The Ontonagon School is a former school building located at 301 Greenland Road in Ontonagon, Michigan. It was listed on the National Register of Historic Places on May 25, 2011.

==History==
The Ontonagon School was originally constructed in 1912 as a high school, and was designed by architect Derrick Hubert. The school was officially opened at the start of the 1913-1914 school year. Much of the building was rebuilt following a fire in 1929.

In 1938, a two-story addition for elementary schooling, designed by architect A.B. Nelson of the Warren S. Holmes Company, was constructed next to the original high school building. The addition was connected to the original building on the southeast side via an annex corridor.

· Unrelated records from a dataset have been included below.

Issue #487, opened 2019-12-16
concurrency violation detected on HTTP.get() on Julia 1.3 with JULIA_NUM_THREADS > 1


quatrix:
Hi,

Running the following code with latest version of HTTP from git throws a `concurrency violation detected` exception when running with JULIA_NUM_THREADS>1

```julia
using HTTP

import Base.Threads.@spawn

res = Threads.@spawn begin
    HTTP.get("https://google.com")
end

fetch(res)
```

```bash
JULIA_NUM_THREADS=2 julia simple_get.jl
```

```julia
┌ Info: Error in @async writebody task. Server likely closed the connection unexpectedly. Only an issue if unable to read the response and this error gets re-thrown.
│   exception =
│    concurrency violation detected
│    Stacktrace:
│     [1] error(::String) at ./error.jl:33
│     [2] concurrency_violation() at ./condition.jl:8
│     [3] assert_havelock at ./condition.jl:25 [inlined]
│     [4] assert_havelock at ./condition.jl:48 [inlined]
│     [5] assert_havelock at ./condition.jl:72 [inlined]
│     [6] notify(::Base.GenericCondition{Base.AlwaysLockedST}, ::Any, ::Bool, ::Bool) at ./condition.jl:126
│     [7] #notify#465 at ./condition.jl:124 [inlined]
│     [8] notify at ./condition.jl:124 [inlined] (repeats 2 times)
│     [9] closewrite(::HTTP.ConnectionPool.Transaction{MbedTLS.SSLContext}) at /Users/quatrix/.julia/packages/HTTP/jHoHG/src/ConnectionPool.jl:261
│     [10] writebody(::HTTP.Streams.Stream{HTTP.Messages.Response,HTTP.ConnectionPool.Transaction{MbedTLS.SSLContext}}, ::HTTP.Messages.Request, ::Array{UInt8,1}) at /Users/quatrix/.julia/packages/HTTP/jHoHG/src/Streams.jl:120
└     [11] (::HTTP.StreamRequest.var"#2#3"{HTTP.ConnectionPool.Transaction{MbedTLS.SSLContext},HTTP.Messages.Request,Array{UInt8,1},HTTP.Streams.Stream{HTTP.Messages.Response,HTTP.ConnectionPool.Transaction{MbedTLS.SSLContext}}})() at ./task.jl:333
```
I found the following resolved tickets #454 #477 #479 but I'm still getting the exception when using latest HTTP and MbedTLS from git.

[...]

PR #488, opened 2019-12-17
In Julia 1.3 lock condition before notify() or wait() on it

quatrix:


quatrix:
#487

DilumAluthge:
Instead of doing
```
lock(cond)
... stuff ...
unlock(cond)
```

Perhaps it would be better to do:
```
lock(cond) do
    ... stuff...
end
```

quatrix:
@DilumAluthge Thanks! changed to lock() do

quinnj:
@quatrix, can you show some tests or how this solves #487? I know it's tricky to test threaded scenarios on travis, so I'm not necessarily saying we need more tests, but at least something a few of us can try locally before/after these changes to get a feel for what's getting solved.

quatrix:
@quinnj, actually you can try the example in #487 it works with this PR and throws an exception with the master when running with ```JULIA_NUM_THREADS=2```

Maybe it's an overkill but I've added that as part of the ```client.jl``` tests, calling GET/POST/PUT/etc inside a ```Threads.@spawn``` and added to ```.travis.yml``` to run the tests with ```JULIA_NUM_THREADS=1``` and ```JULIA_NUM_THREADS=2```

src/ConnectionPool.jl
```diff
@@ -240,7 +262,7 @@ function IOExtras.startwrite(t::Transaction)
     @require !iswritable(t)                     ;t.c.writecount != t.sequence &&
                                                    @debug 1 "⏳  Wait write: $t"
     while t.c.writecount != t.sequence
-        wait(t.c.writedone)
+        _wait(t.c.writedone)
     end                                           ;@debug 2 "👁  Start write:$t"
     t.c.writebusy = true
```
NHDaly: You almost certainly want to be holding the lock around this entire section, not just within the `wait` function itself. Note this example on wikipedia about how to use a Monitor (a combo Condition Variable + Mutex, which is what Julia's `Condition()` type provides):
https://en.wikipedia.org/wiki/Monitor_(synchronization)#Monitor_usage
```
acquire(m); // Acquire this monitor's lock.
while (!p) { // While the condition/predicate/assertion that we are waiting for is not true...
	wait(m, cv); // Wait on this monitor's lock and condition variable.
}
// ... Critical section of code goes here ...
signal(cv2); -- OR -- notifyAll(cv2); // cv2 might be the same as cv or different.
release(m); // Release this monitor's lock.
```

You'll need to lock during accesses to `writebusy`, `writecount`, `sequence`, etc, here, lest they be updated simultaneously from multiple threads.

It might be that this entire function, actually, should be within the lock.

src/ConnectionPool.jl
```diff
@@ -257,8 +279,8 @@ function IOExtras.closewrite(t::Transaction)
 
     t.c.writebusy = false
     t.c.writecount += 1                           ;@debug 2 "🗣  Write done: $t"
-    notify(t.c.writedone)
-    notify(poolcondition[Threads.threadid()])
+    _notify(t.c.writedone)
+    _notify(poolcondition[Threads.threadid()])
 
     @ensure !iswritable(t)
     return
```
NHDaly: Same here; it looks to me like this whole section should be `lock`ed, not just within the `_notify` function itself.

src/ConnectionPool.jl
```diff
@@ -274,7 +296,7 @@ function IOExtras.startread(t::Transaction)
                                                    @debug 1 "⏳  Wait read:  $t"
     t.c.timestamp = time()
     while t.c.readcount != t.sequence
-        wait(t.c.readdone)
+        _wait(t.c.readdone)
```
NHDaly: and here, etc

quinnj:
superseded by on-going work in https://github.com/JuliaWeb/HTTP.jl/pull/509

PR #494, opened 2020-01-08
Closing connection still serves one connection

SimonDanisch:
After closing e.g. as in:
```Julia
    server = Sockets.listen(Sockets.InetAddr(parse(IPAddr, "127.0.0.1"), port))
    tsk = @async HTTP.listen(handler, "127.0.0.1", port; server=server)
    sleep(3.0)
    r = testget("http://127.0.0.1:$port")
    @test occursin(r"HTTP/1.1 200 OK", r)
    close(server)
    connection_refused = try
        HTTP.get("http://127.0.0.1:$port", readtimeout=3, retries=1)
        false
    catch e
        e isa HTTP.IOExtras.IOError && e.e == Base.IOError("connect: connection refused (ECONNREFUSED)", -4078)
    end
    @test connection_refused
```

A third single-story section of the building was constructed in 1967 to expand the school to meet the needs of the local population. The third building section was connected to the second section on the southeast side. Also in 1967, the high school moved to another building (located on Parker Avenue) and the entire structure was used as an elementary school. The school was in continuous use until 2010, when the district consolidated all grades into the building on Parker Avenue. In December 2011, the Ontonagon school board accepted an offer, made by an undisclosed private party, to purchase the building.

==Description==
The Ontonagon School consists of three connected buildings, constructed in 1912, 1938 and 1967. The 1938 addition is the most historically significant. This addition, constructed to house grade school children, was designed to be child-friendly. The building features stained-glass art, elaborate floor and wall tiling depicting fairytale characters, built-in child-sized benches, and reversing blackboards. The kindergarten room features a gingerbread entryway with coachlamps on each side, tilework with the Big Bad Wolf chasing the Three Little Pigs, and an Art Deco fish pond with fountain. On the second floor is a small children's theatre with a stage.

The school district discontinued use of this building after 2010 when the K-12 population was consolidated into the Ontonagon Area Senior High Building (701 Parker Ave.) that was constructed in 1967 and subsequently remodeled in 2010 to accommodate the K - 5 students, the last students to occupy the old building at 301 Greenland Road.